The school has made great strides that should not be overlooked in terms of the ethnic minority issues itself. A strong collection of ethnic-interest fraternities, sororities and clubs have been met with the approval of the school and its faculty.
But with that sense of ethnic opportunity and pride intact on campus, the reality of ethnic exclusivity looks more and more like the overwhelming reality.
When students of different backgrounds and viewpoints are given every ample opportunity to intermix and mingle, they don’t. We stick to our own corners and pockets of racial familiarity because we are comfortable with what we know and what we’ve seen before. And because we’re doing everything we’ve already seen before, the same stereotypes exist, and some of the brightest students are content with walking past each other only to talk about each other behind their backs.
It’s understandable because clashes of culture on campus can be painfully awkward, an increasingly frustrating fact because these awkward encounters are often difficult steps toward progress.
You may be asking: Is integration or progress even necessary? If everyone is content and comfortable with being separate, why force an issue that only validates the presence of racial anxiety and misunderstandings? It’s a tough question because everyone seems so ready to play their own part, to fall into the habit of what was already laid out for them in campus life on account of races.
Voluntary segregation is hurting a community of people who still have so much to learn from one another. All great ideas are not possessed by one race alone, and no two people look at anything in the same way. Isn’t that enough to interact with one another?

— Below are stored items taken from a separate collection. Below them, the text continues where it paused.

PR #848, opened 2020-02-10
Support fast roaming.

n3vu0r:
Hello,

I've added GUI support for OpenWrt/hostapd's fast roaming functionality. This feature was already requested in the [forum](https://www.gargoyle-router.com/phpbb/viewtopic.php?t=11708). In contrast to LuCI's fast roaming [setup](https://forum.openwrt.org/t/802-11r-fast-roaming-in-luci/11730), I tried to keep Gargoyle's GUI very simple, see below. This is possible since OpenWrt simplified a lot like deriving the mobility domain from the SSID or deriving a PMK locally when using a PSK or auto-discovering BSSIDs when using RADIUS in order to exchange a PMK derived from a dedicated pre-shared roaming key.

**As far as I understand** that means, when a Pre-Shared Key (PSK) is present, a Pairwise Master Key (PMK) can be derived locally without any inter-AP communication and thus no further setup is needed. When no PSK is used (RADIUS), a PMK will be derived from a pre-shared roaming key and exchanged between the APs. This usually requires to list the BSSIDs and NASIDs of all APs which makes the setup complex and error-prone. But OpenWrt/hostapd can also auto-discover these parameters by using wildcard/broadcast BSSIDs which requires us to just specify a pre-shared roaming key. **In short**, when a PSK is present, fast roaming can just be enabled. When no PSK is present, a pre-shared roaming key must be specified and the GUI's Javascript will take care of assigning the pre-shared roaming key to the `r0kh`/`r1kh` option lists.

Initially, only a single field is added to the wireless section at `gargoyle.lan/basic.sh` to enable fast roaming but only for `WPA(2) PSK` or `WPA(2) RADIUS` encryption. The same applies to the guest network except that no `WPA(2) RADIUS` is offered.

Encryption: None -> Fast Roaming: Not visible
01-none
Encryption: WPA2 PSK -> Fast Roaming: Disabled (default)
02-psk-disabled
Encryption: WPA2 PSK -> Fast Roaming: Enabled
03-psk-enabled
Encryption: WPA2 RADIUS -> Fast Roaming: Disabled (default)
04-eap-disabled
Encryption: WPA2 RADIUS -> Fast Roaming: Enabled -> Roaming Key: Empty
05-eap-enabled
Encryption: WPA2 RADIUS -> Fast Roaming: Enabled -> Roaming Key: Random
06-eap-random

The OpenWrt [documentation](https://openwrt.org/docs/guide-user/network/wifi/basic#fast_bss_transition_options) states that a roaming key is 128-bit. But since version 2.5 (I think), hostapd uses 256-bit keys, and for backward-compatibility it would derive less secure 256-bit keys from 128-bit keys. So the GUI requires 64 instead of 32 hexadecimal digits.

**Open questions**:

  * The fast roaming GUI setup works and I can verify with WiFiAnalyzer (Android) that it is enabled. I see `WPA2-PSK+FT` and `WPA2-EAP+FT` but I haven't yet tested if it actually works. The log of hostapd should avoid the 4-way handshakes when fast roaming works. **Help needed.**
  * OpenWrt defaults to `ft_oder_ds = 1`. Does this mean FT-over-Air is disabled or are both enabled? Are there reasons to not enable `ft_over_ds`?
  * OpenWrt defaults to `pmk_r1_push = 0`. I enabled it when using RADIUS. It's supposed to speed things up. Are there drawbacks?
  * I've added and translated three new language variables, `FstTr`, `FtKey`, and `HexCh`. I think they are fine, but I'm speaking only German and English.
  * Currently hostapd 2.7 is packed with OpenWrt/Gargoyle. Version 2.9 has some fast roaming [improvements](https://w1.fi/cgit/hostap/plain/hostapd/ChangeLog).


lantis1008:
Thanks for this. I'm happy with the code, but lets discuss some of your questions first before we go ahead and merge this.

> OpenWrt defaults to ft_oder_ds = 1. Does this mean FT-over-Air is disabled or are both enabled? Are there reasons to not enable ft_over_ds?

1 enables it, 0 disables it. I don't see any reason to disable it.

> OpenWrt defaults to pmk_r1_push = 0. I enabled it when using RADIUS. It's supposed to speed things up. Are there drawbacks?

I don't know the history behind this mechanism. It defaults to off, so i'd like to see a good reason to enable it. Anecdotal is ok (within reason).

--------------
Also, when ready i'll be merging this against 1.12 rather than master. I'll also then forward port it to 1.13. For extra credit, i would greatly appreciate if you let me know whether in the WPA3 case i should treat it the same as WPA2 or not?

n3vu0r:
> > OpenWrt defaults to ft_oder_ds = 1. Does this mean FT-over-Air is disabled or are both enabled? Are there reasons to not enable ft_over_ds?
> 
> 1 enables it, 0 disables it. I don't see any reason to disable it.

I've just found an old latency [measurement](http://www.mikealbano.com/2014/06/80211r-80211k-fast-bss-transition.html):
>  non-802-11r: 150ms
802.11r-Over-the-Air: 16ms
802.11r-Over-the-DS: 71ms

This might not be representative but maybe we should consider to offer it as:

`Fast Roaming: [Over Air|Over DS|Disabled]`

Otherwise, I'm fine with the default.

> > OpenWrt defaults to pmk_r1_push = 0. I enabled it when using RADIUS. It's supposed to speed things up. Are there drawbacks?
> 
> I don't know the history behind this mechanism. It defaults to off, so i'd like to see a good reason to enable it. Anecdotal is ok (within reason).

I've just noticed that almost everyone is enabling it when searching for some information, so I enabled it as well. But I'm fine with the default here, too.

> Also, when ready i'll be merging this against 1.12 rather than master. I'll also then forward port it to 1.13. For extra credit, i would greatly appreciate if you let me know whether in the WPA3 case i should treat it the same as WPA2 or not?

According to this [article](https://wlan1nde.wordpress.com/2018/09/14/wpa3-improving-your-wlan-security/), Fast Roaming with WPA3 is not (yet) supported:
> “Fast Roaming” (802.11r) was left out of the current WPA3-“Standard” (for personal and enterprise networks).

On the other hand the new [hostapd.sh](https://github.com/openwrt/openwrt/blob/openwrt-19.07/package/network/services/hostapd/files/hostapd.sh#L39) seems to support something as `FT-SAE`. But unless someone has some insights, I would only offer it for WPA2.

lantis1008:
Thanks for switching it to 1.12.
Can you please resolve the merge conflict, and then i'll bring it in.

lantis1008:
Thank you. I've also forward ported both of your changes to 1.13

n3vu0r:
Great, thank you.

MrHaroldA:
Great work on getting this merged! I know I shouldn't be asking this, but is this to be included in a newer 1.12.x build, or do we have to wait until 1.13 or even 1.14 to use this?

lantis1008:
This is included in the 1.12 branch, so an individual can build their own 1.12.x and enjoy this change.
@ispyisail is also still providing 1.12.x builds on the forums so you can try it out there as well.

At this stage I don't have a planned 1.12.1 release, i'll need to organise this with Eric.
It will be of course included in any future 1.13 or 1.14 (or whatever) release that comes out. Again, you can build your own 1.13.x today off the master branch as well.

MrHaroldA:
Tnx, found it! https://www.gargoyle-router.com/phpbb/viewtopic.php?f=14&t=12339&p=55966#p55966

I'll install it on my three Archers (WDR4300v1, C5v1, C7v2) somewhere in the next few days and test the fast roaming option. My phone tries to stay connected to a router way too long while one with way better strength is available nearby. It even starts using mobile data before hopping over.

A man I respect dearly told me once that your true heart, ambition and love are reflected in what you invest time into, that time is the greatest affirmation of care and compassion.
It’s been a long time since King joined hands with and invested trust in people who were different from himself to march against a government that forbade his daughter from even going to a circus she saw on television.
Every relationship takes time to forge. We must budget accordingly. How lucky are we that we’re only at the beginning of this new year.